Issue #364, opened 2023-04-25
If you rename a color, there is a jump (color moves to the bottom).


alexdanilowicz:
Colors should state in place. Or if there is some intentional sorting, it should sort on mount only.

PR #371, opened 2023-04-26
Retain the order of colors when renaming

tvergho:
Should fix [#364](https://github.com/Mirrorful/mirrorful/issues/364) by retaining the order of colors in the `colors` object.


alexdanilowicz:
Great work!

PR #380, opened 2023-04-28
Dark mode feature added to mirrorful editor

### LINKED ISSUE #61: Add dark mode to editor
My concussion turned me into a pseudo-vampire, so this is partly an a11y issue.

Please add darkmode support to both the designer, then dogfood it in your homepage.
TIA

Bismay5467:
Resolves #61


packages/core/src/components/AlertDialogDelete.tsx
```diff
@@ -36,7 +44,7 @@ export function AlertDialogDelete({
       onClose={onClose}
     >
       <AlertDialogOverlay>
-        <AlertDialogContent>
+        <AlertDialogContent bg={backgroundColor}>
```
Pranav2612000, line 47: I'm not sure if this is the right way to do it. This way we'll need to add a prop to every element we support and then drill this value to the element. Can we define the themes and the **current theme** in a top level context or zustand file somewhere and have that imported in the actual elements. This way we don't need to keep on passing the color. The actual component can refer this zustand store to identify what the currently chosen theme is and style it accordingly.

alexdanilowicz:
Hi, great first steps. Ideally, we use Mirrorful itself to power our dark mode themeing. @Pranav2612000 is correct in that it seems weird to pass props and instead should be top-level themeing, but even the top-level themeing is not perfect Let me talk to @Teddarific as we will be adding a semantic tab soon to Mirrorful and then can use Mirrorful in Mirrorful. As-is, this PR is a GREAT START (thanks @Bismay5467), but I don't think using zustand, nor manually defining the theme in each file is the perfect solution, so let's hold on off this for a bit. I'm going to update the issue.

alexdanilowicz:
Going to close this for the time being, in alignment with what was written above.

PR #387, opened 2023-05-02
Update .prettierignore to exclude examples dir

alexdanilowicz:


alexdanilowicz:
Discussion in: https://mirrorful.slack.com/archives/C04RR2D7C65/p1682985919532639?thread_ts=1678815500.691389&cid=C04RR2D7C65

PR #391, opened 2023-05-02
Add Link component to Blocks Component Library

alexdanilowicz:


packages/blocks/src/Link/index.tsx
```diff
@@ -1,34 +1,29 @@
...
+  isExternal?: boolean
+}) {
   return (
     <ChakraLink
-      css={{ display: 'flex', gap: 8, alignItems: 'center' }}
-      {...props}
+      as={NextLink}
+      isExternal={isExternal}
+      href={href}
+      color={'purple.500'}
```
Teddarific, line 23: Use CSS variables!

E.g. `var(--primary-color)`

Teddarific (approved):
nice, other than just using CSS variables, looks great!

PR #401, opened 2023-05-09
Fix/Typogarphy: Changed variant value type in edit modals from number to string

### LINKED ISSUE #394: Minor Bugs under Typography section
- If the placeholder value in the typography section is an empty string, the fontsize token will show the default content. Fontweight and lineheight tokens, on the other hand, do not display any default text.

- The default value for the fontsize and lineheights variation value input box in the edit or add modals is set to 0 and cannot be deleted when editing the input field. When entering a new value, the input is concatenated with the existing value i.e. 0, which can lead to a poor user experience. We can use a string type instead of a number type for variantValue. As in the fontweight edit(add) modal, we can simply display an error message for every non-numeric value entered. @alexdanilowicz Thoughts?

Bismay5467:
Resolves #394


packages/core/src/components/Typography/FontSize/EditFontSizeModal.tsx
```diff
@@ -60,15 +60,28 @@ export function EditFontSizeModal({
...
+  const variantValueRef = useRef() as MutableRefObject<HTMLInputElement>
 
   const handleSave = () => {
     setError(null)
-    if (variantName === '') {
+    if (variantName === '' || variantValue === '') {
+      // eslint-disable-next-line @typescript-eslint/no-unused-expressions
+      variantName === ''
+        ? variantNameRef.current.focus()
+        : variantValueRef.current.focus()
```
Pranav2612000, line 72:
```suggestion
    if (variantName !== '' && variantValue !== '') {
      return;
    } else if (variantName === '') {
      variantNameRef.current.focus();
    } else if (variantValue === '') {
      variantValueRef.current.focus()
    }
```

Pranav2612000: Personal opinion 😅 , but I feel it's easier to read this way. Feel free to resolve the comment if you don't agree.

Pranav2612000, line 72: Can we make this more readable? I think we can do the variantValue check in a different if condition.

alexdanilowicz:
@Bismay5467 — could you clarify, what is the intention of changing it from a string to a number?

alexdanilowicz:
Great work @Bismay5467!

PR #415, opened 2023-05-11
Users may now make inline edits to color names. 

### LINKED ISSUE #407: Colors Palette: Allow users to change color name by clicking on the Color name
image

For example, clicking on "Medium Purple" should show an input box that allows the user to modify the current name, instead of the user having to click on the pencil icon and then choose `Edit Color Name`

The user should be able to edit inline on the same page. Similar to how the UI of the HSL values boxes.

Bismay5467:
Resolves #407


packages/core/src/components/ColorPalette/ColorDisplay.tsx
```diff
@@ -124,7 +120,28 @@ export function ColorDisplay({
         mb={5}
         style={{ display: 'flex', flexDirection: 'row', alignItems: 'center' }}
       >
-        <Text style={{ fontWeight: 600, fontSize: '1.5rem' }}>{colorName}</Text>
+        <Input
```
Pranav2612000, line 123: I think the expected behaviour should be that the input box opens up only after double-clicking on the color name ( rather than single-click, which is the behaviour in this PR ). Thoughts @alexdanilowicz ?

packages/core/src/components/ColorPalette/ColorDisplay.tsx
```diff
@@ -133,9 +150,6 @@ export function ColorDisplay({
             <MenuItem onClick={() => onBaseModalOpen()}>
               Edit Base Color
             </MenuItem>
-            <MenuItem onClick={() => onColorNameModalOpen()}>
-              Edit Color Name
-            </MenuItem>
```
Pranav2612000, line 138: I think we should keep this way of updating name as well.

packages/core/src/components/ColorPalette/ColorDisplay.tsx
alexdanilowicz: Agreed @Pranav2612000.

packages/core/src/components/ColorPalette/ColorDisplay.tsx
alexdanilowicz: Agreed, yes let's keep the name

packages/mirrorful/editor/src/blocks.css
```diff
@@ -1,4 +1,4 @@
-@import '../.mirrorful/theme.css';
+/* @import '../.mirrorful/theme.css'; */
```
alexdanilowicz, line 1:
```suggestion
@import '../.mirrorful/theme.css';
```

@Bismay5467 why was this removed?

alexdanilowicz:
Building it without the removal of theme.scss in blocks so I can ensure it still works and build fine. then will merge this in.

Issue #416, opened 2023-05-11
Fontweight should be max of 900, not 1000.


alexdanilowicz:
1000 is invalid.

<img width="1321" alt="Screen Shot 2023-05-11 at 2 43 00 PM" src="https://github.com/Mirrorful/mirrorful/assets/29822597/ce222a8b-fe98-4bac-9b7e-7b9b8b058322">

PR #417, opened 2023-05-11
fix: reduced font weight allowed limits

asjadaugust:
Editing the font-weight above 900 or adding a similar weight would show error message. #416 
image


alexdanilowicz:
Hi @asjadaugust thank you so much for your PR! 🎊 

Welcome to the contributors list. I will merge this in right now.

PR #419, opened 2023-05-12
chore: update eslint config for web, core to show warnings for stray logs

Pranav2612000:
Reference: https://mirrorful.slack.com/archives/C04RR2D7C65/p1683770775020169?thread_ts=1683769489.423339&cid=C04RR2D7C65

This would prevent unnecessary console logs in our app. If we want to keep a specific log for debugging, we can always eslint-disable the corresponding line.


alexdanilowicz:
Nice, I'm cool with this. Great work @Pranav2612000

# Activity
Would you please give back all of the material above exactly as it stands?

# Your response
Issue #364, opened 2023-04-25
If you rename a color, there is a jump (color moves to the bottom).


alexdanilowicz:
Colors should state in place. Or if there is some intentional sorting, it should sort on mount only.

PR #371, opened 2023-04-26
Retain the order of colors when renaming

tvergho:
Should fix [#364](https://github.com/Mirrorful/mirrorful/issues/364) by retaining the order of colors in the `colors` object.


alexdanilowicz:
Great work!

PR #380, opened 2023-04-28
Dark mode feature added to mirrorful editor

### LINKED ISSUE #61: Add dark mode to editor
My concussion turned me into a pseudo-vampire, so this is partly an a11y issue.

Please add darkmode support to both the designer, then dogfood it in your homepage.
TIA

Bismay5467:
Resolves #61


packages/core/src/components/AlertDialogDelete.tsx
```diff
@@ -36,7 +44,7 @@ export function AlertDialogDelete({
       onClose={onClose}
     >
       <AlertDialogOverlay>
-        <AlertDialogContent>
+        <AlertDialogContent bg={backgroundColor}>
```
Pranav2612000, line 47: I'm not sure if this is the right way to do it. This way we'll need to add a prop to every element we support and then drill this value to the element. Can we define the themes and the **current theme** in a top level context or zustand file somewhere and have that imported in the actual elements. This way we don't need to keep on passing the color. The actual component can refer this zustand store to identify what the currently chosen theme is and style it accordingly.

alexdanilowicz:
Hi, great first steps. Ideally, we use Mirrorful itself to power our dark mode themeing. @Pranav2612000 is correct in that it seems weird to pass props and instead should be top-level themeing, but even the top-level themeing is not perfect Let me talk to @Teddarific as we will be adding a semantic tab soon to Mirrorful and then can use Mirrorful in Mirrorful. As-is, this PR is a GREAT START (thanks @Bismay5467), but I don't think using zustand, nor manually defining the theme in each file is the perfect solution, so let's hold on off this for a bit. I'm going to update the issue.

alexdanilowicz:
Going to close this for the time being, in alignment with what was written above.

PR #387, opened 2023-05-02
Update .prettierignore to exclude examples dir

alexdanilowicz:


alexdanilowicz:
Discussion in: https://mirrorful.slack.com/archives/C04RR2D7C65/p1682985919532639?thread_ts=1678815500.691389&cid=C04RR2D7C65

PR #391, opened 2023-05-02
Add Link component to Blocks Component Library

alexdanilowicz:


packages/blocks/src/Link/index.tsx
```diff
@@ -1,34 +1,29 @@
...
+  isExternal?: boolean
+}) {
   return (
     <ChakraLink
-      css={{ display: 'flex', gap: 8, alignItems: 'center' }}
-      {...props}
+      as={NextLink}
+      isExternal={isExternal}
+      href={href}
+      color={'purple.500'}
```
Teddarific, line 23: Use CSS variables!

E.g. `var(--primary-color)`

Teddarific (approved):
nice, other than just using CSS variables, looks great!

PR #401, opened 2023-05-09
Fix/Typogarphy: Changed variant value type in edit modals from number to string

### LINKED ISSUE #394: Minor Bugs under Typography section
- If the placeholder value in the typography section is an empty string, the fontsize token will show the default content. Fontweight and lineheight tokens, on the other hand, do not display any default text.

- The default value for the fontsize and lineheights variation value input box in the edit or add modals is set to 0 and cannot be deleted when editing the input field. When entering a new value, the input is concatenated with the existing value i.e. 0, which can lead to a poor user experience. We can use a string type instead of a number type for variantValue. As in the fontweight edit(add) modal, we can simply display an error message for every non-numeric value entered. @alexdanilowicz Thoughts?

Bismay5467:
Resolves #394


packages/core/src/components/Typography/FontSize/EditFontSizeModal.tsx
```diff
@@ -60,15 +60,28 @@ export function EditFontSizeModal({
...
+  const variantValueRef = useRef() as MutableRefObject<HTMLInputElement>
 
   const handleSave = () => {
     setError(null)
-    if (variantName === '') {
+    if (variantName === '' || variantValue === '') {
+      // eslint-disable-next-line @typescript-eslint/no-unused-expressions
+      variantName === ''
+        ? variantNameRef.current.focus()
+        : variantValueRef.current.focus()
```
Pranav2612000, line 72:
```suggestion
    if (variantName !== '' && variantValue !== '') {
      return;
    } else if (variantName === '') {
      variantNameRef.current.focus();
    } else if (variantValue === '') {
      variantValueRef.current.focus()
    }
```

Pranav2612000: Personal opinion 😅 , but I feel it's easier to read this way. Feel free to resolve the comment if you don't agree.

Pranav2612000, line 72: Can we make this more readable? I think we can do the variantValue check in a different if condition.

alexdanilowicz:
@Bismay5467 — could you clarify, what is the intention of changing it from a string to a number?

alexdanilowicz:
Great work @Bismay5467!

PR #415, opened 2023-05-11
Users may now make inline edits to color names. 

### LINKED ISSUE #407: Colors Palette: Allow users to change color name by clicking on the Color name
image

For example, clicking on "Medium Purple" should show an input box that allows the user to modify the current name, instead of the user having to click on the pencil icon and then choose `Edit Color Name`

The user should be able to edit inline on the same page. Similar to how the UI of the HSL values boxes.

Bismay5467:
Resolves #407


packages/core/src/components/ColorPalette/ColorDisplay.tsx
```diff
@@ -124,7 +120,28 @@ export function ColorDisplay({
         mb={5}
         style={{ display: 'flex', flexDirection: 'row', alignItems: 'center' }}
       >
-        <Text style={{ fontWeight: 600, fontSize: '1.5rem' }}>{colorName}</Text>
+        <Input
```
Pranav2612000, line 123: I think the expected behaviour should be that the input box opens up only after double-clicking on the color name ( rather than single-click, which is the behaviour in this PR ). Thoughts @alexdanilowicz ?

packages/core/src/components/ColorPalette/ColorDisplay.tsx
```diff
@@ -133,9 +150,6 @@ export function ColorDisplay({
             <MenuItem onClick={() => onBaseModalOpen()}>
               Edit Base Color
             </MenuItem>
-            <MenuItem onClick={() => onColorNameModalOpen()}>
-              Edit Color Name
-            </MenuItem>
```
Pranav2612000, line 138: I think we should keep this way of updating name as well.

packages/core/src/components/ColorPalette/ColorDisplay.tsx
alexdanilowicz: Agreed @Pranav2612000.

packages/core/src/components/ColorPalette/ColorDisplay.tsx
alexdanilowicz: Agreed, yes let's keep the name

packages/mirrorful/editor/src/blocks.css
```diff
@@ -1,4 +1,4 @@
-@import '../.mirrorful/theme.css';
+/* @import '../.mirrorful/theme.css'; */
```
alexdanilowicz, line 1:
```suggestion
@import '../.mirrorful/theme.css';
```

@Bismay5467 why was this removed?

alexdanilowicz:
Building it without the removal of theme.scss in blocks so I can ensure it still works and build fine. then will merge this in.

Issue #416, opened 2023-05-11
Fontweight should be max of 900, not 1000.


alexdanilowicz:
1000 is invalid.

<img width="1321" alt="Screen Shot 2023-05-11 at 2 43 00 PM" src="https://github.com/Mirrorful/mirrorful/assets/29822597/ce222a8b-fe98-4bac-9b7e-7b9b8b058322">

PR #417, opened 2023-05-11
fix: reduced font weight allowed limits

asjadaugust:
Editing the font-weight above 900 or adding a similar weight would show error message. #416 
image


alexdanilowicz:
Hi @asjadaugust thank you so much for your PR! 🎊 

Welcome to the contributors list. I will merge this in right now.

PR #419, opened 2023-05-12
chore: update eslint config for web, core to show warnings for stray logs

Pranav2612000:
Reference: https://mirrorful.slack.com/archives/C04RR2D7C65/p1683770775020169?thread_ts=1683769489.423339&cid=C04RR2D7C65

This would prevent unnecessary console logs in our app. If we want to keep a specific log for debugging, we can always eslint-disable the corresponding line.


alexdanilowicz:
Nice, I'm cool with this. Great work @Pranav2612000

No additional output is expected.